After seeing Henrys post the other day shooting through a steel can I thought i would give it a try with these lighter caliber slingshots I am shooting. I found some 5/16 nuts with the centers filled in. I made these up a couple of years ago to go Jack Rabbit hunting. I had a piece of all thread and threaded it flush with the nut then cut it with a hack saw. They weigh 104 grain. The nut measures 1/2 x 1/4 inch.
The first two shots hit the can on the wide side of the nut you could see the imprint in the can. The second shot is the most impressive to me. It went through the can in an area that had not been hit and it was close to the open end of the can where it should have just bent it.

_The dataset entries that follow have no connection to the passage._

PR #7067, opened 2025-10-25
[IntegTest][develop] Fix Access Denied issue when mutiple AD integ tests run in parallel in the same region

hehe7318:
### Description of changes
Implement cross-worker directory stack sharing for AD integration tests

Add file-based registry with file locking to coordinate directory stack sharing across parallel pytest workers. This prevents premature deletion of shared AD directory stacks when multiple OS tests run concurrently in the same region.

- Add FileLock-based cross-process synchronization
- Implement atomic registry file operations in /var/tmp/.pcluster_tests
- Replace in-memory reference counting with persistent file registry
- Ensure directory stacks are only deleted when all tests complete

Fixes issue where first completing test would delete shared directory stack, causing subsequent tests to fail when accessing secrets.

### Tests
* Integ test passed, running 8 tests in parallel, 2 different directory types(SimpleAD and MicrosoftAD), 4 different OSs.

### Checklist


gmarciani (commented):
What about using the existing SharedFixture mechanism which implkemnents already the locking?

https://github.com/aws/aws-parallelcluster/blob/22a737f44e63ef72a865a1108a163cd67f0d9fe0/tests/integration-tests/framework/fixture_utils.py#L40-L42

tests/integration-tests/tests/ad_integration/test_ad_integration.py
```diff
@@ -226,55 +229,121 @@ def _check_ssm_success(ssm_client, command_id, instance_id):
     ).is_true()
 
 
+class DirectoryStackSharedFixture(SharedFixture):
```
gmarciani: [BLOCKING] I think the easiest way to use SharedFixture is by using the decorated `@xdist_session_fixture`

See example: https://github.com/aws/aws-parallelcluster/blob/05eee1539124d84e3a55aeb9e90e83aa7bed337b/tests/integration-tests/conftest_networking.py#L285

Why can't we reuse the same approach we are currently using for shared VPC stacks?

gmarciani (changes requested):

tests/integration-tests/tests/ad_integration/test_ad_integration.py
hehe7318: Thanks for pointing that out, you are right. Done. New test ongoing. This time I did exact the same thing as the vpc_stack. However, the behavior now is different.
Previously, before the latest change, when we need a stack, we create one.
Now, we pre-create stacks in all regions and all AD types, although we only need a few of them. And that's what vpc_stack do.
I am figuring if there's a way to create when we need the stack.

tests/integration-tests/tests/ad_integration/test_ad_integration.py
```diff
@@ -226,55 +229,133 @@ def _check_ssm_success(ssm_client, command_id, instance_id):
...
+    def release_all(self):
+        # Release once per key so the last releaser triggers generator cleanup (deletion if managed=True).
+        for shared_fixture, _ in self._local.values():
+            try:
+                shared_fixture.release()
+            except Exception as e:
+                logging.warning("Error releasing shared fixture: %s", e)
+
+
+@xdist_session_fixture(autouse=True)
```
gmarciani: how do you prevent the creation of AD stack in every region if this is a session fixture that is autoused?

hehe7318: We have synced by call.

hehe7318: I will add comments in the code to explain as well

tests/integration-tests/tests/ad_integration/test_ad_integration.py
```diff
@@ -226,55 +229,114 @@ def _check_ssm_success(ssm_client, command_id, instance_id):
...
-def directory_factory(request, cfn_stacks_factory, vpc_stack):  # noqa: C901
-    # TODO: use external data file and file locking in order to share directories across processes
-    created_directory_stacks = defaultdict(dict)
+def directory_factory(directory_shared_namespace, vpc_stacks_shared, cfn_stacks_factory, request):
+    """
+    Class-scoped factory that lazily creates per-(region, directory_type) SharedFixtures on first use.
+    For each key we 'acquire()' exactly once per worker, cache the stack name, and 'release()' at teardown.
+    """
+    base_dir = Path(directory_shared_namespace)  # shared path provided by the session fixture
+    local_cache = {}  # key -> (shared_fixture_obj, stack_name)
```
gmarciani: Here we have a dictionary where multiple processes read and writes. To prevent race conditions, we should make the read/write operation atomic. Example if I run multiple parallel integ tests in the same region with the same AD type, how can we ensure that only one AD stack is created?

If we do not address this limitation there is the risk that to address a race condition, we introduce another.

What do you think?

tests/integration-tests/tests/ad_integration/test_ad_integration.py
```diff
@@ -226,55 +229,114 @@ def _check_ssm_success(ssm_client, command_id, instance_id):
...
+
+        data = shared_fixture.acquire()
+        payload = data.fixture_return_value or {}
+        stack_name = payload.get("name")
+        local_cache[key] = (shared_fixture, stack_name)
+        return stack_name
+
+    yield _factory
+
+    # release once per key so the last releaser triggers generator cleanup when managed=True
```
gmarciani: How do we ensure that the AD stack gets deleted even if a worker crashes?

tests/integration-tests/tests/ad_integration/test_ad_integration.py
hehe7318: Let's have a sync

tests/integration-tests/tests/ad_integration/test_ad_integration.py
hehe7318: It's handled by https://github.com/aws/aws-parallelcluster/blob/bb0943bdb3100069e94c8281713d778c805874ae/tests/integration-tests/framework/fixture_utils.py#L85-L91 and https://github.com/aws/aws-parallelcluster/blob/bb0943bdb3100069e94c8281713d778c805874ae/tests/integration-tests/framework/fixture_utils.py#L151-L160

tests/integration-tests/tests/ad_integration/test_ad_integration.py
hehe7318: Every worker has its own local_cache. This local_cache is not shared cross worker. So every worker goes to create SharedFixture.

After create the SharedFixture, workers call acquire(). Inside the SharedFixture, the situation you mentioned is handled.
See
https://github.com/aws/aws-parallelcluster/blob/bb0943bdb3100069e94c8281713d778c805874ae/tests/integration-tests/framework/fixture_utils.py#L70-L82
and
https://github.com/aws/aws-parallelcluster/blob/bb0943bdb3100069e94c8281713d778c805874ae/tests/integration-tests/framework/fixture_utils.py#L196-L205

tests/integration-tests/tests/ad_integration/test_ad_integration.py
```diff
@@ -226,55 +229,114 @@ def _check_ssm_success(ssm_client, command_id, instance_id):
...
+                logging.info("Deleted directory stack %s in %s", name, region)
+            except Exception as e:
+                logging.warning("Failed deleting directory stack %s: %s", name, e)
+
+
 @pytest.fixture(scope="class")
-def directory_factory(request, cfn_stacks_factory, vpc_stack):  # noqa: C901
-    # TODO: use external data file and file locking in order to share directories across processes
-    created_directory_stacks = defaultdict(dict)
+def directory_factory(directory_shared_namespace, vpc_stacks_shared, cfn_stacks_factory, request):
```
gmarciani, line 282: Proposal to further simplify.
Replace the local cache `{"region:directory_Type" -> (SharedFixture, stack_name)}` with a simple reference to the shared fixture created by the worker. 
From the fixture payload you get the stack name.
After the ``yield` you do not need to iterate on the local_cache, but simply release the shared fixture.

hehe7318: Done. Removed the local cache based on the current assumption that each worker invokes this factory only once.

gmarciani (dismissed):

gmarciani (approved):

It must have rotated enough to hit edge on. These small nuts are devastating.


----------



## Charles (Aug 26, 2010)

Plenty of puch there!!!

Cheers ...... Charles


----------



## Knoll (Nov 10, 2011)

Bunny would definitely say "OUCH"!


----------



## Dayhiker (Mar 13, 2010)

nice!


----------



## Devoman (Oct 15, 2010)

Cool, I love the flash of color when the nut hits the can! Seems like you are liking the 2050 tubes.


----------



## Sharpshooter99100 (Dec 20, 2011)

Nice video mate, i mostly use hex nuts 17mm external size not sure in inches what it is. When i hit a steel tin sometimes does serious damage or not that much, it just depends on how it hits the tin as they rotate in flight and its pot luck. good shooting!


----------



## Thornbottom (Apr 9, 2012)

Those 5/16'' nuts do pack a heck of a punch. I made some today and left a little bit of the all-thread sticking out of each side of the nut. I was shooting at about 7 or 8 yards with single thera-band gold 7/8'' straight cut and was punching holes through one side of a tin can. The shots that didnt go through still split the tin. I was shocked because the 7/8'' straight cut bands are what I use for plinking with 5/8'' marbles because it seems like if you over power a marble they dont always fly straight. But it was still enough power to put those nuts through that tin can.


----------